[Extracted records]
————————

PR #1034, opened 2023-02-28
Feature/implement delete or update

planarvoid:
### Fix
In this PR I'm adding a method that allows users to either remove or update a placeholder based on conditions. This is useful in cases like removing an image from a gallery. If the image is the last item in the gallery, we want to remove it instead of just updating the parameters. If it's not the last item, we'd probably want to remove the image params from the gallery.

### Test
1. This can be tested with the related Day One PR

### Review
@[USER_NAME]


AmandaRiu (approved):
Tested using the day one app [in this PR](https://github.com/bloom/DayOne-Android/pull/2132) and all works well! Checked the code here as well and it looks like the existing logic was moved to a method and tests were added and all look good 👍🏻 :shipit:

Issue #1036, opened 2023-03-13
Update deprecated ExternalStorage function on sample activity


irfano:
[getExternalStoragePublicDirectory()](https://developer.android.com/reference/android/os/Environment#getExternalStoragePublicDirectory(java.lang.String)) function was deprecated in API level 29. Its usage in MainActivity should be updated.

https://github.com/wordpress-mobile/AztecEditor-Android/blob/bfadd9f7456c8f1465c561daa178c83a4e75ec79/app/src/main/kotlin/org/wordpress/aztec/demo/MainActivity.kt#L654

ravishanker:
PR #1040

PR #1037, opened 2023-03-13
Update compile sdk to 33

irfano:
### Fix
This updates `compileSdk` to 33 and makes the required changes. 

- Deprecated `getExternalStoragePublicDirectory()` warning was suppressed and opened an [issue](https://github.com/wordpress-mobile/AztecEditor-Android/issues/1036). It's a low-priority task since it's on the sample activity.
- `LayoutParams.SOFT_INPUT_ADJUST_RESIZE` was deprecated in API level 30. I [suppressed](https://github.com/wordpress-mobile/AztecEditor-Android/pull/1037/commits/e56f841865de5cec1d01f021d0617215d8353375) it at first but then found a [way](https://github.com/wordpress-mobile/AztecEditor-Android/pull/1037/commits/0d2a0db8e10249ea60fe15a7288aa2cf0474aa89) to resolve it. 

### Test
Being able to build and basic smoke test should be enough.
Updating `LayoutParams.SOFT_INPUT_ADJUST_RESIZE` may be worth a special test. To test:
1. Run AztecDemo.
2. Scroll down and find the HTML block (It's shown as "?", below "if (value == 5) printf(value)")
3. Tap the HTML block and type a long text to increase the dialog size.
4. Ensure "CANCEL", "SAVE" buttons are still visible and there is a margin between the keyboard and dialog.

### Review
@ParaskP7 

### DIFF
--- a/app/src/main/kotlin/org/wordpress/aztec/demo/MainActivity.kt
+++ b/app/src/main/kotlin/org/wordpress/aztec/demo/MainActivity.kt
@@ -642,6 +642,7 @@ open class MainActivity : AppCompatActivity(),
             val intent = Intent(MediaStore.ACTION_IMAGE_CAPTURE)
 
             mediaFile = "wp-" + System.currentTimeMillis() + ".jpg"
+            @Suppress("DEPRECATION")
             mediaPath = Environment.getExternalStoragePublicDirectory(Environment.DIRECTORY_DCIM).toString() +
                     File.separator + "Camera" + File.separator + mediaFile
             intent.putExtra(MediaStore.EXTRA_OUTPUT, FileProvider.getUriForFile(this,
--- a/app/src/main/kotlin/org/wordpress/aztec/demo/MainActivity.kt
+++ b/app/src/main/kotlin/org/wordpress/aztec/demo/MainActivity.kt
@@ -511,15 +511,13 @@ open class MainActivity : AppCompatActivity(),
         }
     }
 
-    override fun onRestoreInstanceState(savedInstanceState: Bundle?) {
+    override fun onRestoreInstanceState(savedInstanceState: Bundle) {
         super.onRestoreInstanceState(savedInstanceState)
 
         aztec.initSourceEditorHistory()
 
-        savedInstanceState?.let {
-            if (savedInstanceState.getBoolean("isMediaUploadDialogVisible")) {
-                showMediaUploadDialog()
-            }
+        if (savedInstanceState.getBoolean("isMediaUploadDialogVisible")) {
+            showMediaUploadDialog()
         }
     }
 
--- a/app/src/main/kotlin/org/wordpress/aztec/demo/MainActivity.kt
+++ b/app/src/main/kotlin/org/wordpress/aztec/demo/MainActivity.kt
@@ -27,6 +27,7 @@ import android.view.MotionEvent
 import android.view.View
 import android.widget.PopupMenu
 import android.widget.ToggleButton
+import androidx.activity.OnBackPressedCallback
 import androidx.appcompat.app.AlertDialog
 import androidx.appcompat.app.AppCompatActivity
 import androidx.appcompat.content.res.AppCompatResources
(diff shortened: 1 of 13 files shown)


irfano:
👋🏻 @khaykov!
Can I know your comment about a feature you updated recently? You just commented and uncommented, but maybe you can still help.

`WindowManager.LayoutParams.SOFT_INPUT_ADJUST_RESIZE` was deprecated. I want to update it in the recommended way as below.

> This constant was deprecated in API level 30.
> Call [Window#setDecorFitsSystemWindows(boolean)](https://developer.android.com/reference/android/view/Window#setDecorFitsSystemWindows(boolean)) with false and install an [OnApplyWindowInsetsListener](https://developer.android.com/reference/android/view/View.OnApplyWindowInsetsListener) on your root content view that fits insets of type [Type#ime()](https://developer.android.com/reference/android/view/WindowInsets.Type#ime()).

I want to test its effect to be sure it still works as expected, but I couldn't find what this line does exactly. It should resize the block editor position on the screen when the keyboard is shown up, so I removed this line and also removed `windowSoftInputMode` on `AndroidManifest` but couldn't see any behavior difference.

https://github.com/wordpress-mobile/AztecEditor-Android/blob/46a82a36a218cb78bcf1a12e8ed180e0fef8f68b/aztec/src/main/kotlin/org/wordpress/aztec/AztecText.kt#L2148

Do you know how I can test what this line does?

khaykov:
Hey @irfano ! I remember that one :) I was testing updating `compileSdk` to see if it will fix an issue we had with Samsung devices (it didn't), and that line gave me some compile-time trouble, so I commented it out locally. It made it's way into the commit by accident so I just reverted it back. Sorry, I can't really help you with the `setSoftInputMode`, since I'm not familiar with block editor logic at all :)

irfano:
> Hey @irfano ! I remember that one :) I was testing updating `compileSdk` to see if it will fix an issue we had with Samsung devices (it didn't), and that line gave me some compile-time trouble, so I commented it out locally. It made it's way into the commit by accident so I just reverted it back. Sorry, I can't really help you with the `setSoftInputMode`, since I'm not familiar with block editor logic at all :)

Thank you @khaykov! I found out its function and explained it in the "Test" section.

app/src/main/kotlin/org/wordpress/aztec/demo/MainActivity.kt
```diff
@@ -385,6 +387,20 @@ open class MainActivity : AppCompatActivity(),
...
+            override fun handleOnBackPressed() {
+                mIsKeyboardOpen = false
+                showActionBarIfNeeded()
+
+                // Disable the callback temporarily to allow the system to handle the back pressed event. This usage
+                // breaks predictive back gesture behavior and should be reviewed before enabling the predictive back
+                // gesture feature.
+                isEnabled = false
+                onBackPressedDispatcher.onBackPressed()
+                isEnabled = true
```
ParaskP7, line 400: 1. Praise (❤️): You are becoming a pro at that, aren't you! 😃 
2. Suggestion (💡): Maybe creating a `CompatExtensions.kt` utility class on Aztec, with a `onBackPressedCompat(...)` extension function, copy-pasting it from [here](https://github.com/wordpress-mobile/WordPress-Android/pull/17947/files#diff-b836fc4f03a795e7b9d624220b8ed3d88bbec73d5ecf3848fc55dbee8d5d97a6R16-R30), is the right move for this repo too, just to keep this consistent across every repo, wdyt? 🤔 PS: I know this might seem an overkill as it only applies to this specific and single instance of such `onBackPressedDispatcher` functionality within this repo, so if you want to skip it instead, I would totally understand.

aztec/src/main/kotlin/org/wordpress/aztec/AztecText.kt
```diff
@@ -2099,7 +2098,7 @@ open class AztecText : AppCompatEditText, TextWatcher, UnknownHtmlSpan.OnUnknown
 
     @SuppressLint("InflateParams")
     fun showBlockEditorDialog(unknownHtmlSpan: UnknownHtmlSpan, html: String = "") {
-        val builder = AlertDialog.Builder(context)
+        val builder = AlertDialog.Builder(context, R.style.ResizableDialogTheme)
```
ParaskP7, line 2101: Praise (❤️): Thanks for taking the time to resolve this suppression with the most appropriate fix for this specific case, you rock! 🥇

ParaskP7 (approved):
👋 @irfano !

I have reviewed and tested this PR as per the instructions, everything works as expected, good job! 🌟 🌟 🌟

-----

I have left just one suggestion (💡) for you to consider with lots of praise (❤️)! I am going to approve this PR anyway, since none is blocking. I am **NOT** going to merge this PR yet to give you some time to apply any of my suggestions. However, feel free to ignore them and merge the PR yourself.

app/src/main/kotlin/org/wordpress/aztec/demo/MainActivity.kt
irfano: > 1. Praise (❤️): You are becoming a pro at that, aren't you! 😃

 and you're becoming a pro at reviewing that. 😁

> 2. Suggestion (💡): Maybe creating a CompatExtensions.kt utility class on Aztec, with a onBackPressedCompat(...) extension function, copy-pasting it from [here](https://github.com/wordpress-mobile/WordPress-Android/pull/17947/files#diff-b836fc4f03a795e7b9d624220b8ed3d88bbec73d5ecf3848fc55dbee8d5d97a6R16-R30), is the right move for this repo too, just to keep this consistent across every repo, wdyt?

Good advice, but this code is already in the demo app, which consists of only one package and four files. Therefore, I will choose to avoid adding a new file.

————————

Required action :: Pull every line containing "developer" out of the records.

Result ::
[getExternalStoragePublicDirectory()](https://developer.android.com/reference/android/os/Environment#getExternalStoragePublicDirectory(java.lang.String)) function was deprecated in API level 29. Its usage in MainActivity should be updated.
> Call [Window#setDecorFitsSystemWindows(boolean)](https://developer.android.com/reference/android/view/Window#setDecorFitsSystemWindows(boolean)) with false and install an [OnApplyWindowInsetsListener](https://developer.android.com/reference/android/view/View.OnApplyWindowInsetsListener) on your root content view that fits insets of type [Type#ime()](https://developer.android.com/reference/android/view/WindowInsets.Type#ime()).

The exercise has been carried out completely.